• WORK REQUEST
Reproduce each line from the first in the data through the line that contains "### System information" exactly; give nothing else.

Records from a collection:
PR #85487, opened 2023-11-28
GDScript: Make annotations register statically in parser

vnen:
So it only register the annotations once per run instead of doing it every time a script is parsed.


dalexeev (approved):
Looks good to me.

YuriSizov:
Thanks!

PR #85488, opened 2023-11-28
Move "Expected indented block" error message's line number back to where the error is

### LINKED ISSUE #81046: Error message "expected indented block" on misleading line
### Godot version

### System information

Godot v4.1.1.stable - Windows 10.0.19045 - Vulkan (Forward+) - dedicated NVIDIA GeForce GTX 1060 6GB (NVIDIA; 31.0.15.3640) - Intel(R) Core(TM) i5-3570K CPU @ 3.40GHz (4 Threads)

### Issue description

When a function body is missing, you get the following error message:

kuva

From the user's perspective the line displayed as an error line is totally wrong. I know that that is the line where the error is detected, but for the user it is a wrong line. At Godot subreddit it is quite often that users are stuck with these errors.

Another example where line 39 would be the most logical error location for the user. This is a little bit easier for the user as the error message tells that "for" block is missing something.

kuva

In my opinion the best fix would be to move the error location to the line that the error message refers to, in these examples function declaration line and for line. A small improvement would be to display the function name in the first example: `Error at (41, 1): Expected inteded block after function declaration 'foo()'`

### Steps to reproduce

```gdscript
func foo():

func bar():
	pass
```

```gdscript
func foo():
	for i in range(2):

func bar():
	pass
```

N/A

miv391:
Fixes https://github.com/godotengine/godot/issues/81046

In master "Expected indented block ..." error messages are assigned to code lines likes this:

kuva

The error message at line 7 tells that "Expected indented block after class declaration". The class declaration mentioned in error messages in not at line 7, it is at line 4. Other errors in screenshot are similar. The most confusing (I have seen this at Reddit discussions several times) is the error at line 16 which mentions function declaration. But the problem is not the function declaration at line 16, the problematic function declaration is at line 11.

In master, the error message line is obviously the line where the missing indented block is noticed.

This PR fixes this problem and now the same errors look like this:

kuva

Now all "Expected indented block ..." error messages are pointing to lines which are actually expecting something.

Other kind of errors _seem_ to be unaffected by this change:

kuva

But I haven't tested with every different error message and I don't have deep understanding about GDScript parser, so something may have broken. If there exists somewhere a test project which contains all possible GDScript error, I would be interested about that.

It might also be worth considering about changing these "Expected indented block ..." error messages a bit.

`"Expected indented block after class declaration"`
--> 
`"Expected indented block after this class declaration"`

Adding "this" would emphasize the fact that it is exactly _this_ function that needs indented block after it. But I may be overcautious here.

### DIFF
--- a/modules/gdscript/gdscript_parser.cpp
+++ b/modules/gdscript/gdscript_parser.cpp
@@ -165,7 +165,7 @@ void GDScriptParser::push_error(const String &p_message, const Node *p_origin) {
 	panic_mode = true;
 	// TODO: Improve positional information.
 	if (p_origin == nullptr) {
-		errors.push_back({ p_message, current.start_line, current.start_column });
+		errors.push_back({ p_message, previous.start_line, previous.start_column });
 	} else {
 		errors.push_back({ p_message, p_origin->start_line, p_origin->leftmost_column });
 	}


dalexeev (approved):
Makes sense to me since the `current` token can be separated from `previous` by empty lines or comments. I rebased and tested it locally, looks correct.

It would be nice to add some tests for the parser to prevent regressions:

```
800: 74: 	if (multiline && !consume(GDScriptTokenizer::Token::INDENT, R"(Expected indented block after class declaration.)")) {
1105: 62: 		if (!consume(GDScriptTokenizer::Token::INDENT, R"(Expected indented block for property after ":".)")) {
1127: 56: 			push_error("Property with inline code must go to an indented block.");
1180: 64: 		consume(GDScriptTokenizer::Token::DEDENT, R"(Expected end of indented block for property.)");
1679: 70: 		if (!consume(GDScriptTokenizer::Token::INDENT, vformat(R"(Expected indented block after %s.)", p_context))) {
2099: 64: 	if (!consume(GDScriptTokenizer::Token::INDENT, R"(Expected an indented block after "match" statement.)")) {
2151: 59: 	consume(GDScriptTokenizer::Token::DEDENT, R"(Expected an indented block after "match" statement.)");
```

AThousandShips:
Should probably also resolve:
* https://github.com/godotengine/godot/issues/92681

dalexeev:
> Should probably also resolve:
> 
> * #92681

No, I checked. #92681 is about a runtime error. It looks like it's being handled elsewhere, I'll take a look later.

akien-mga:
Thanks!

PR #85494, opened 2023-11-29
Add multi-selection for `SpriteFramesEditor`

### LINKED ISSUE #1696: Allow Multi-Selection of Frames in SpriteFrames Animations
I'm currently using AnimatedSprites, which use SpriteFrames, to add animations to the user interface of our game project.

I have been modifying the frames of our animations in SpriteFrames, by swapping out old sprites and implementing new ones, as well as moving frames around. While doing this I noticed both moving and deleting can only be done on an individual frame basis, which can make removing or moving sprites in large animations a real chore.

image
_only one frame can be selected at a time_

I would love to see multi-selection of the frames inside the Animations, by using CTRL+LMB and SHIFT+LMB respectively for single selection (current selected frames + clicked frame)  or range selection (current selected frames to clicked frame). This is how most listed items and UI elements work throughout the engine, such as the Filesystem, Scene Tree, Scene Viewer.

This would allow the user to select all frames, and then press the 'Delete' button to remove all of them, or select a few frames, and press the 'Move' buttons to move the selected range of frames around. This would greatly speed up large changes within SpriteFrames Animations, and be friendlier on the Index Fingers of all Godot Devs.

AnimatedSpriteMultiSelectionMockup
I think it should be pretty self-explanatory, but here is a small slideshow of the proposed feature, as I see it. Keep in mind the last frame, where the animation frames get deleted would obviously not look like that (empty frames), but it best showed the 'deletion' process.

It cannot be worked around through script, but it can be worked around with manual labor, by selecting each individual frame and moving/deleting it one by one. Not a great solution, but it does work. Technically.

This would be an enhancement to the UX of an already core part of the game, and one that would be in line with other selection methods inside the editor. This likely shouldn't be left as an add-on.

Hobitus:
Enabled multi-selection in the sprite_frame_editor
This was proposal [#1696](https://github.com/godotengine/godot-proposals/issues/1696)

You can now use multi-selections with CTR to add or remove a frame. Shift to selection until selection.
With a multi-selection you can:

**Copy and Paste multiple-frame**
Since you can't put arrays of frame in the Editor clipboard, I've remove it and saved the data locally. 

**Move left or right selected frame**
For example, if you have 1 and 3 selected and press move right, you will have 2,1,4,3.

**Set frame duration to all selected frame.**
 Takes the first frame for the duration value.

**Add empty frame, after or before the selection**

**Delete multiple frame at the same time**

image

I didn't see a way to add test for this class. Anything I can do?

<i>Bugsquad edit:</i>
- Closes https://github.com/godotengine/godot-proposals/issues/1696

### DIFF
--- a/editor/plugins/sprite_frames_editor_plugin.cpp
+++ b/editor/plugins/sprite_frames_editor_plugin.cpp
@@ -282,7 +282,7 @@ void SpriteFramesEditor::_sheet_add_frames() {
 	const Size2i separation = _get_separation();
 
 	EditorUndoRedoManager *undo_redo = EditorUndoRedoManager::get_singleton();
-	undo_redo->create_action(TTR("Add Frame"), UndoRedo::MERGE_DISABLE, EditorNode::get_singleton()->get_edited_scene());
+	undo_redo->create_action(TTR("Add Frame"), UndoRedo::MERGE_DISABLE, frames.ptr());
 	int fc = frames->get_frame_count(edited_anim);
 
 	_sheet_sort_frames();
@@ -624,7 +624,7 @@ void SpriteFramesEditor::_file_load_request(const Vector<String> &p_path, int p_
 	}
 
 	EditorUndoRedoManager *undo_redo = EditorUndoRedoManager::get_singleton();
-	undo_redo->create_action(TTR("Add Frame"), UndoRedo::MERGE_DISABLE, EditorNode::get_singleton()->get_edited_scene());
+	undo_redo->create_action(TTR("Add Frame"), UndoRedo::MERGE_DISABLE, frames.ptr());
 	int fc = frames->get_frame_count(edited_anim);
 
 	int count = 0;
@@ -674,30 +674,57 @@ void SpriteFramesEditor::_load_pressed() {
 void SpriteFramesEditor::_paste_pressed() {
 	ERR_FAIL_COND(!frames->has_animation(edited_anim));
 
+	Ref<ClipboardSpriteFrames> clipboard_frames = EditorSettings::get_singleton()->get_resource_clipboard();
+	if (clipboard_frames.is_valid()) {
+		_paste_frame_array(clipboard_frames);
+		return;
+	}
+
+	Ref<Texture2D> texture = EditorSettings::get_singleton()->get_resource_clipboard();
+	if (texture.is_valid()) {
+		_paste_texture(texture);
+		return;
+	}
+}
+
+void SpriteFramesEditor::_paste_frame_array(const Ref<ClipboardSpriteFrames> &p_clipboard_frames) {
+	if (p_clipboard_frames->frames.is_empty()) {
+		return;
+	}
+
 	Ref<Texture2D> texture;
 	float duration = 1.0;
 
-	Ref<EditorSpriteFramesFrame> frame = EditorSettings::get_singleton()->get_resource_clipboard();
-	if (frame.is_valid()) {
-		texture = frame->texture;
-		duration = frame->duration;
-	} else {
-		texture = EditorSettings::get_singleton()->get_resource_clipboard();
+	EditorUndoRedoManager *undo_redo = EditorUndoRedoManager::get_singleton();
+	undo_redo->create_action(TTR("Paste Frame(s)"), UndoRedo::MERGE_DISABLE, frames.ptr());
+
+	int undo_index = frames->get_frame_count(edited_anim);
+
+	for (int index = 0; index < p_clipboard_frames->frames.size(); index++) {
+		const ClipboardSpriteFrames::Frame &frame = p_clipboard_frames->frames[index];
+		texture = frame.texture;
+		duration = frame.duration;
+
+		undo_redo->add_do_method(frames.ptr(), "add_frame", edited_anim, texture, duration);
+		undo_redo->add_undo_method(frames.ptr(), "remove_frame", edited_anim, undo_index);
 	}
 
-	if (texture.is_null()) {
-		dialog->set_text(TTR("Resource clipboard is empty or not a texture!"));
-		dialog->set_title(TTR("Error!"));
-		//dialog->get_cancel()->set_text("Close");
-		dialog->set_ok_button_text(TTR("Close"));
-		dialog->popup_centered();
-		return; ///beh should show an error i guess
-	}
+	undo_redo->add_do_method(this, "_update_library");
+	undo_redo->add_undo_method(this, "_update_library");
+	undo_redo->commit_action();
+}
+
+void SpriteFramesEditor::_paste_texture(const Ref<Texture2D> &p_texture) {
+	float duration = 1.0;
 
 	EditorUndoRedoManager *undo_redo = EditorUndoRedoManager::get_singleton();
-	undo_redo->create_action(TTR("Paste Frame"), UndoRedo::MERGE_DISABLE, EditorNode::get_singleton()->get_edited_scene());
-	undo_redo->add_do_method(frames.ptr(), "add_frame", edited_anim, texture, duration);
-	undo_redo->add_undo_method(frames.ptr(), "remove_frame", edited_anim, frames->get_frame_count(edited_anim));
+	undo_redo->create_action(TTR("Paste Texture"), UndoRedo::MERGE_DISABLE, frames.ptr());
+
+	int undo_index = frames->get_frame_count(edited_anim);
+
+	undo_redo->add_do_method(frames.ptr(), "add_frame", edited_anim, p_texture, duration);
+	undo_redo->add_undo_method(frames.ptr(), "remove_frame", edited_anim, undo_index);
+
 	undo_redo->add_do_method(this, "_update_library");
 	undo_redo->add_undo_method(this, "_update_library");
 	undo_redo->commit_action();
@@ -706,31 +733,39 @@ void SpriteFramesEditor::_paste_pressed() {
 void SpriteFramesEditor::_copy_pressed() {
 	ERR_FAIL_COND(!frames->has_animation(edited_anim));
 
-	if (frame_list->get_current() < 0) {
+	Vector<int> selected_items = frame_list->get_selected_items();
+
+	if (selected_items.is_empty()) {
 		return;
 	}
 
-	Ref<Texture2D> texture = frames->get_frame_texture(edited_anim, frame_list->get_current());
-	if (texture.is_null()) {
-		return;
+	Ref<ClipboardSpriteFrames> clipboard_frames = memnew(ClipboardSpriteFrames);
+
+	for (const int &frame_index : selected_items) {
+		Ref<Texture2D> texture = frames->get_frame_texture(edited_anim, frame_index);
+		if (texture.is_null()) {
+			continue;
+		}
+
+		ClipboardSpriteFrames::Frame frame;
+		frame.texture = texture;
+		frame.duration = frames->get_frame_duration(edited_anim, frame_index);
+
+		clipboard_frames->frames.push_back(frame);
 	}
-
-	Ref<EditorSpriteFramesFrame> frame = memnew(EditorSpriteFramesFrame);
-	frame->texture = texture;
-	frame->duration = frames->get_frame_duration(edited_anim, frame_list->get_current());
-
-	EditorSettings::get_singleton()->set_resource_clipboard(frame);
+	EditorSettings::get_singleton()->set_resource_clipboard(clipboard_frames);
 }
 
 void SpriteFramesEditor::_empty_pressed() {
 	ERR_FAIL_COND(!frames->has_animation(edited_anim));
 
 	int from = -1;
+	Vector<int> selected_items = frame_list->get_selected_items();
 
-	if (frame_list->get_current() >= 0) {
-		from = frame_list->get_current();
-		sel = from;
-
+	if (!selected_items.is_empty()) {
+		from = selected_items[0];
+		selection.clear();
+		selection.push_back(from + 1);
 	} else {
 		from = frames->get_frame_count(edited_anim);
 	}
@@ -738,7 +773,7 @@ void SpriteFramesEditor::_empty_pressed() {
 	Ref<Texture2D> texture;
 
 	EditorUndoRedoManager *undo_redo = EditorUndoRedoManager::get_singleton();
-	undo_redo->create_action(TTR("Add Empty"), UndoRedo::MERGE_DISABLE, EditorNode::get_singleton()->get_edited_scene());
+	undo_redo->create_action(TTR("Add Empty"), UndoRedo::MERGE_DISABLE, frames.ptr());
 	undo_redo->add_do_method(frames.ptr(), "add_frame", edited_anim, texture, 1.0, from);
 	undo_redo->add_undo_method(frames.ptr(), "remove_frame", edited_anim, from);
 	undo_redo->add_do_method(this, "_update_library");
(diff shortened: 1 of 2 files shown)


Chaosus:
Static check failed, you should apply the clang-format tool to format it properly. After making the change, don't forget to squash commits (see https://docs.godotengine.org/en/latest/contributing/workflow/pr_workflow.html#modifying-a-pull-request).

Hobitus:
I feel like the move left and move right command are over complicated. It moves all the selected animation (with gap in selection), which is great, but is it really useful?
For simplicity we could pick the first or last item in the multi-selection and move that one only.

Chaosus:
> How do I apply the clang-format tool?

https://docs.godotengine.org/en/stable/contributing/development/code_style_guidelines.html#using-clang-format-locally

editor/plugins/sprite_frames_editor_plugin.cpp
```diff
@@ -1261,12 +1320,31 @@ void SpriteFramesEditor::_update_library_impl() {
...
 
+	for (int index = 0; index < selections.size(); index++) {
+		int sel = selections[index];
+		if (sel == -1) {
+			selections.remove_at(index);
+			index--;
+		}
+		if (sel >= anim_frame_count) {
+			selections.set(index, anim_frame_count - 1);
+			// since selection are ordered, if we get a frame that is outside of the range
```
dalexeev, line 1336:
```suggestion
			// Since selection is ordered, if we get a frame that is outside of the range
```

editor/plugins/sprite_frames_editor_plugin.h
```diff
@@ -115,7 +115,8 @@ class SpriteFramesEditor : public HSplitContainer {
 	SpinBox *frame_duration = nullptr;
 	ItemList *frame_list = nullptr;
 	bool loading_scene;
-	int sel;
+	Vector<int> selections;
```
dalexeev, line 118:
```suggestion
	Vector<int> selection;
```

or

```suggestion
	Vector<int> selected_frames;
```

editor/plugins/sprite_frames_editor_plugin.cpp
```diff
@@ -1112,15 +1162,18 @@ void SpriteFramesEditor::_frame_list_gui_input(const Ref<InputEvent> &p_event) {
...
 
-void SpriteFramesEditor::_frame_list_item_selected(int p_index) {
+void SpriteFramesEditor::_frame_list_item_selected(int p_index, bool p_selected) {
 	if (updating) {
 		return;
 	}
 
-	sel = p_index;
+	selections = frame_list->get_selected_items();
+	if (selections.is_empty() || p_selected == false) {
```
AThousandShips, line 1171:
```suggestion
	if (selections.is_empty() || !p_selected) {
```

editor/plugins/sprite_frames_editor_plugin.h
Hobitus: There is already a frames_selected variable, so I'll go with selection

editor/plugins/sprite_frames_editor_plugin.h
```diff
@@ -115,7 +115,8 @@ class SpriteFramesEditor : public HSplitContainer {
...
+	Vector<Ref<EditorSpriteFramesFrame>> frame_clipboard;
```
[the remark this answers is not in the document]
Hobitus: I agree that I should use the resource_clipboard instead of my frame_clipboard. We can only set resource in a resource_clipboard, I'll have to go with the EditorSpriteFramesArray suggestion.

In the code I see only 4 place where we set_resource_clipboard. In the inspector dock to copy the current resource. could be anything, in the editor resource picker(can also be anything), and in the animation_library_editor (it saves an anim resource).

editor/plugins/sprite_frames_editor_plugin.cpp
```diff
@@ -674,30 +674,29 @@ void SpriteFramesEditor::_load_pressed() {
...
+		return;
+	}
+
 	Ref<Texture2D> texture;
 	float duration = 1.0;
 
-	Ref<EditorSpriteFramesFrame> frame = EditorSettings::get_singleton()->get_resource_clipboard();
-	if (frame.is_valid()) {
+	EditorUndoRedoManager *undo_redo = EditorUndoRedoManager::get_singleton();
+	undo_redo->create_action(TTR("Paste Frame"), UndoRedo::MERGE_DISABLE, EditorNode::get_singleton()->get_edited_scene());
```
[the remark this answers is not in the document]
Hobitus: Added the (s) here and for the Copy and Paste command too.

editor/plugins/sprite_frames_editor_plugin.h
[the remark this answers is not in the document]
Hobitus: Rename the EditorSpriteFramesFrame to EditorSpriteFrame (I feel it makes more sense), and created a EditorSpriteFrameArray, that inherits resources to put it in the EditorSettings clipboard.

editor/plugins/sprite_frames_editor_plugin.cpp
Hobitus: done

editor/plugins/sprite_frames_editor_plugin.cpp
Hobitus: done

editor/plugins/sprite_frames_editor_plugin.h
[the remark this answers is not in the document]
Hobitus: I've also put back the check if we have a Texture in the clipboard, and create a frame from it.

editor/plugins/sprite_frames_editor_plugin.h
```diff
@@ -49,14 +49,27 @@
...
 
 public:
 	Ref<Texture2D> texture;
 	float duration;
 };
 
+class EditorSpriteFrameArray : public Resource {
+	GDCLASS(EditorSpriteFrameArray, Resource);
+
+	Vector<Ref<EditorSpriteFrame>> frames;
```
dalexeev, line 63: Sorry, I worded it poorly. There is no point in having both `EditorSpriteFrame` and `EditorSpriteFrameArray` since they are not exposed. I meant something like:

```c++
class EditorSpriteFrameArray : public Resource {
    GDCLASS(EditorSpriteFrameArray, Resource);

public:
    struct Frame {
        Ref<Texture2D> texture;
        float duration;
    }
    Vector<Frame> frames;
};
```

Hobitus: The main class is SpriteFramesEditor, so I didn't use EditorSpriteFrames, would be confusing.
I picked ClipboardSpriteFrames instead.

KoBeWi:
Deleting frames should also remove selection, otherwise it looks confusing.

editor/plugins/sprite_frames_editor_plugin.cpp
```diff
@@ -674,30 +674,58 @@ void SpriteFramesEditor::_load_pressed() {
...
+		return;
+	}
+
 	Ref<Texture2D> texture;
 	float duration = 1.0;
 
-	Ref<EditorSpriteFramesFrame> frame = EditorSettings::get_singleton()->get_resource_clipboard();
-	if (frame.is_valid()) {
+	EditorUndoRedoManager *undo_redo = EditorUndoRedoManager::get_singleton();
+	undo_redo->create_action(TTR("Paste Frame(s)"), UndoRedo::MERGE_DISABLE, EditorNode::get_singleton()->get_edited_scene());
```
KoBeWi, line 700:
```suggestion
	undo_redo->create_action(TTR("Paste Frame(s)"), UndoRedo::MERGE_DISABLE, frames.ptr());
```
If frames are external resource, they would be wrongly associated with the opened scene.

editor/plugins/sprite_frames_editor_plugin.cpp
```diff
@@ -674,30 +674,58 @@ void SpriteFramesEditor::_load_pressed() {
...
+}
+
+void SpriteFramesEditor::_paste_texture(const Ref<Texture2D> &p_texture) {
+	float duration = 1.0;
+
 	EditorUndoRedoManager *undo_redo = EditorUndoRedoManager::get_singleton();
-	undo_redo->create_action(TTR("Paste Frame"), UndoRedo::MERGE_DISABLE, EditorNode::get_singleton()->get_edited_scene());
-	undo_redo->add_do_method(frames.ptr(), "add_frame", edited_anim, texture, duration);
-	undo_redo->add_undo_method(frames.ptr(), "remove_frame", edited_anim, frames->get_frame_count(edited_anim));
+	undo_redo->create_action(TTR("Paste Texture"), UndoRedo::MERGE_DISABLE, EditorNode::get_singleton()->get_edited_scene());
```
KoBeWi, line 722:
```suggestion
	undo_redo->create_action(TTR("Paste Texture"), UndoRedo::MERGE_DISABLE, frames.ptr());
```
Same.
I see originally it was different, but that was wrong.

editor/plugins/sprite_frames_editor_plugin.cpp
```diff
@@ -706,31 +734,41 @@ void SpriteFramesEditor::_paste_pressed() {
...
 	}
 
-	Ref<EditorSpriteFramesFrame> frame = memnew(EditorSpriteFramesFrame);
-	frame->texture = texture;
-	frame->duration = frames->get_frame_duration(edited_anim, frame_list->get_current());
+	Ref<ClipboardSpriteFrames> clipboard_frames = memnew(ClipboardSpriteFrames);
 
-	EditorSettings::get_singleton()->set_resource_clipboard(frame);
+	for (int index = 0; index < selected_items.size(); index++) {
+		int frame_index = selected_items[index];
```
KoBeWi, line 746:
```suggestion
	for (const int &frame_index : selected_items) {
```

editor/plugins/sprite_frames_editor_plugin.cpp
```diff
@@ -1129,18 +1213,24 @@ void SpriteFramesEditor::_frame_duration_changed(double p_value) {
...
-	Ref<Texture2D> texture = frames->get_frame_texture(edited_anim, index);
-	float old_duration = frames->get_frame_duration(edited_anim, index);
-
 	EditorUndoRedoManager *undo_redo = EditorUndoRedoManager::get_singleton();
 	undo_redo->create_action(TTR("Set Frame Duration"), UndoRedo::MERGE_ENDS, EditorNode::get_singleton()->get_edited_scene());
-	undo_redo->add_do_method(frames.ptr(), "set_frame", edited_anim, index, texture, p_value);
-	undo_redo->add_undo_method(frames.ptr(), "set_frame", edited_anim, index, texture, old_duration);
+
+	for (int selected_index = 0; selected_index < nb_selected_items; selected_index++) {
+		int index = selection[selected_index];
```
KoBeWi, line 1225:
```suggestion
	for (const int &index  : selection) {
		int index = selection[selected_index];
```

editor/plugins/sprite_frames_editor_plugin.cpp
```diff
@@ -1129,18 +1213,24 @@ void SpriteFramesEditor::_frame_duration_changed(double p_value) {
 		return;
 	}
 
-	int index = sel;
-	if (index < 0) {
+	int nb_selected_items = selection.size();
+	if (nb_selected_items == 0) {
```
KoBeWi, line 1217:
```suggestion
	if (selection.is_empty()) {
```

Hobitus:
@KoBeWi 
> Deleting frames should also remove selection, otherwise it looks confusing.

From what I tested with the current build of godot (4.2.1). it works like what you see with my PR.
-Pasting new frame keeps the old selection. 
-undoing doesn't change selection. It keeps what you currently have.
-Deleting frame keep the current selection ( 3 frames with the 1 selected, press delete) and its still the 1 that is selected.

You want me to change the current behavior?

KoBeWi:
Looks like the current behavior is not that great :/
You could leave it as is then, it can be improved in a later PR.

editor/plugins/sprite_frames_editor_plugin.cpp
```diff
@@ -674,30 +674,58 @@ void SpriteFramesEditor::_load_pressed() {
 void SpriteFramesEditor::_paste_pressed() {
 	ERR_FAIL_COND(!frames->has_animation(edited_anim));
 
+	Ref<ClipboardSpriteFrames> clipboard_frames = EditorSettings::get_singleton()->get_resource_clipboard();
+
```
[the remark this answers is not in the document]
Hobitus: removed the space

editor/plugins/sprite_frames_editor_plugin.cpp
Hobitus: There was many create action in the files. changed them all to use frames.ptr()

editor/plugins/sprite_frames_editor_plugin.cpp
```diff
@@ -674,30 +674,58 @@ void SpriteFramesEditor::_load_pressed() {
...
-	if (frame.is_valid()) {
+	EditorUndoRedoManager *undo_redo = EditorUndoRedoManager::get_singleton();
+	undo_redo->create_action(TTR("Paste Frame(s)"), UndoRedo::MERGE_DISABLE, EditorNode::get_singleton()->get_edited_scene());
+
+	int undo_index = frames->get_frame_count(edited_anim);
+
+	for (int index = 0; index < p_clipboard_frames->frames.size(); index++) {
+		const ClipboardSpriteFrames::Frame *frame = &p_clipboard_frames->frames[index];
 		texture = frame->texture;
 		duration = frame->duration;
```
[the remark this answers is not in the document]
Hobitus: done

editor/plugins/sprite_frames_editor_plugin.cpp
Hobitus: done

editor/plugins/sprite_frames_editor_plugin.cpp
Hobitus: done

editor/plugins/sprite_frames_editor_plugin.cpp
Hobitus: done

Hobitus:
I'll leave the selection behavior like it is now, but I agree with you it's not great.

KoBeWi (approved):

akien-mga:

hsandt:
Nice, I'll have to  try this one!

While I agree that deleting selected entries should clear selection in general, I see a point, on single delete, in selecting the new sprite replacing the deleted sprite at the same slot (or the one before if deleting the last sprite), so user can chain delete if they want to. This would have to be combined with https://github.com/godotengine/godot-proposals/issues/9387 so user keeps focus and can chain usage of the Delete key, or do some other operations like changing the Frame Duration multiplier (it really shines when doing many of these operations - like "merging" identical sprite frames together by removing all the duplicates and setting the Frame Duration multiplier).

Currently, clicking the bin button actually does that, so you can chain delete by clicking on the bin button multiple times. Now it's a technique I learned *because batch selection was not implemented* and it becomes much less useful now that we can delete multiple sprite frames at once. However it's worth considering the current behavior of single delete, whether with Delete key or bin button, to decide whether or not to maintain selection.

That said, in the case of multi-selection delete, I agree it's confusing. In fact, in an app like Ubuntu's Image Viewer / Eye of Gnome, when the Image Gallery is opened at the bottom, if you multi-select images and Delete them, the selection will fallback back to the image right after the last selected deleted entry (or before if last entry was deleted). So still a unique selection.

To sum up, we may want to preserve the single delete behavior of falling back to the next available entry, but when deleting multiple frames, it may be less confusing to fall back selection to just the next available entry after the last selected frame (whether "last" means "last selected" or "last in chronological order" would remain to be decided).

• SOLUTION TO THIS TASK
PR #85487, opened 2023-11-28
GDScript: Make annotations register statically in parser

vnen:
So it only register the annotations once per run instead of doing it every time a script is parsed.


dalexeev (approved):
Looks good to me.

YuriSizov:
Thanks!

PR #85488, opened 2023-11-28
Move "Expected indented block" error message's line number back to where the error is

### LINKED ISSUE #81046: Error message "expected indented block" on misleading line
### Godot version

### System information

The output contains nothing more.